Il ressort d’un sondage de l’ASA que sept pour cent seulement des entreprises en Suisse sont assurées en cas de cyberattaques. 

 

Selon les calculs actuels, seuls 155 millions de francs de dommages seraient assurés. Cette lacune de couverture, estimée à 90 pour cent, n’est pas surprenante. Il ressort d’un sondage de l’ASA que sept pour cent seulement des entreprises en Suisse sont assurées en cas de cyberattaques. En 2022, les 46 000 entreprises clientes et les 292 000 clients privés ont généré un volume de primes de 108 millions de francs. Ces chiffres ont été obtenus au moyen de la modélisation des cyberrisques. Les cyberexperts de l’ASA les ont élaborés en collaboration avec Moody’s RMS et les ont présentés l’année dernière.    

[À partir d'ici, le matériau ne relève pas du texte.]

PR #25, opened 2026-04-20
EKO-260: Refactor createServer to accept WebSocketWrapper                                                                                              

KevinOrfas:
## Summary
- Removes `server/plugins/websocketRoutes.ts` in favour of injecting `WebSocketWrapper` into `createServer`
- Updates `server/start.ts` to construct the wrapper and pass it in
- Adds a nullable test that exercises the server wiring without a real socket

Linear: https://linear.app/ekohacks/issue/EKO-260

## Test plan
- [x] `npm test`
- [x] `npm run test:integration`
- [x] `npm run typecheck`
- [x] `npm run lint`
- [x] Boot with `npm run dev:server` and open a WebSocket to `ws://localhost:3001/ws` in the browser console


KevinOrfas:
# EKO-260 review

The state of the branch, the contradiction in the story, and what it asks of all of us.

## What's broken

`server/start.ts` builds a Fastify instance, hands it to the wrapper, then calls `createServer` which builds a **second** Fastify internally. The wrapper registers `/ws` on the first. `server.listen(3001)` listens on the second. Run `npm run dev:server` and open `ws://localhost:3001/ws` in a browser console. Nothing connects.

The wrapper integration test is green because it wires its own Fastify end to end and never touches `createServer`. The one test that did go through `createServer` now uses `createRawWs({ port: 1010 })`, which fails with `EACCES` because 1010 is privileged on Linux. Even if it ran, it starts a standalone WS server on 1010 while the client connects to Fastify's dynamic port. Two different servers. The test would not prove what it claims.

The nullable test was added, but it lives in `tests/infrastructure/websocket.test.ts`, a wrapper unit test file, while it exercises `createServer`. Wrong address.

Commit: `chore: test websocket imleemattion`. Typo, and not a chore.

## Where this came from

Read the story's Step 1 and Step 2 side by side:

```typescript
// Step 1
export async function createServer(options: ServerOptions) {
  const server = Fastify();              // server creates its own
  ...
}
```

```typescript
// Step 2
const fastify = Fastify();
const ws = WebSocketWrapper.create(fastify);
await createServer({ ws });
await fastify.listen({ port: 3001 });    // listens on the one start.ts made
```

The two snippets cannot both be right. If `createServer` makes its own Fastify, the one in `start.ts` is orphan. If `start.ts`'s Fastify is the real one, `createServer` must receive it, not create it.

You typed the sample as written. The sample was wrong. I wrote the story and did not catch my own contradiction. Whoever reviewed the story before it became EKO-260 did not catch it either. We are all in this.

## What this tells us about the process

A planning doc that contradicts itself made it into the branch. That is not one person's mistake. It is a gap in how we write and review EkoLite stories. Real questions, not rhetorical:

- When we write a story like this, who reads it before it becomes a Linear ticket?
- If you had spotted the contradiction while committing, would you have felt safe pausing to flag it, or would the story's authority have carried you through?
- Should EkoLite stories be reviewed the way code is, with someone other than the writer required to sign off?

Bring these to the next retro. They matter more than the fix.

## The real design question

"Who owns the Fastify instance" is the decision underneath the bug. Two honest answers. Neither is obvious.

**Option A: the caller owns Fastify.** `createServer` accepts it, registers static on it, `ws.start()` registers `/ws` on the same instance, `start.ts` calls `fastify.listen()` itself.
- Good: one instance, wrapper and server share it, no orphans possible.
- Bad: every caller constructs Fastify. More boilerplate. `FastifyInstance` leaks into any test that just wants a server.

**Option B: `createServer` owns Fastify and returns it.** The wrapper is created inside, or `createServer` accepts a factory for it.
- Good: callers never touch Fastify.
- Bad: the wrapper's `create(fastify)` factory needs a Fastify that doesn't exist yet. You either change the wrapper, or let `createServer` build the wrapper too, which kills the injection the story set out to introduce.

Montant modélisé des dommages liés à un cyber-événement

Si la couverture d’assurance demeure encore faible, le marché enregistre néanmoins une forte croissance dans l’ensemble. Le volume des primes double actuellement tous les deux à trois ans. Les cyberassurances contribuent à renforcer la résilience de la place économique suisse. 

Une « assurance tremblement de terre » par un système d’engagements conditionnels

À la demande du Parlement, le Conseil fédéral a élaboré une assurance en cas de tremblements de terre au moyen d’un système d’engagements conditionnels. L’idée est la suivante : en cas de secousse sismique provoquant des dommages importants, tous les propriétaires immobiliers en Suisse seraient alors tenus de cofinancer la reconstruction. En outre, il est prévu d’attribuer désormais à la Confédération des compétences en matière de protection contre les tremblements de terre, lesquelles relevaient jusqu’à présent des cantons.  

 

Seuls 15 pour cent des propriétaires sont aujourd’hui couverts. 

 

L’ASA salue sur le fond l’initiative qui vise à combler la lacune d’assurance actuelle et s’efforce de sensibiliser la population au risque sismique. En effet, bien que ce risque soit facilement assurable par les assurances privées, seuls 15 pour cent des propriétaires sont aujourd’hui couverts. L’ASA rejette toutefois la proposition du Conseil fédéral. Le titre est trompeur, car il ne s’agit pas d’une solution d’assurance : le dommage n’est financé qu’après coup par le biais d’une taxe obligatoire. Avec la capacité de 22 milliards de francs environ générée par le système d’engagements conditionnels, le secteur privé de l’assurance et de la réassurance peut aujourd’hui assumer sans problème le risque lié aux tremblements de terre.

 

Avec la capacité de 22 milliards de francs environ générée par le système d’engagements conditionnels, le secteur privé de l’assurance et de la réassurance peut aujourd’hui assumer sans problème le risque lié aux tremblements de terre. 

 

 La solution proposée est néanmoins incomplète, car elle n’inclut pas les biens meubles ni l’inventaire du ménage. Par ailleurs, une solution étatique serait dommageable pour la place d’assurance suisse. Elle empêcherait le transfert des risques vers le secteur mondial de l’assurance. Sans compter que sa faisabilité est discutable : il existe de grandes incertitudes quant à savoir si les moyens nécessaires à la reconstruction seront vraiment mis à disposition rapidement après un sinistre. En outre, un recouvrement complexe et généralisé d’une telle taxe implique inévitablement une charge administrative supplémentaire non négligeable.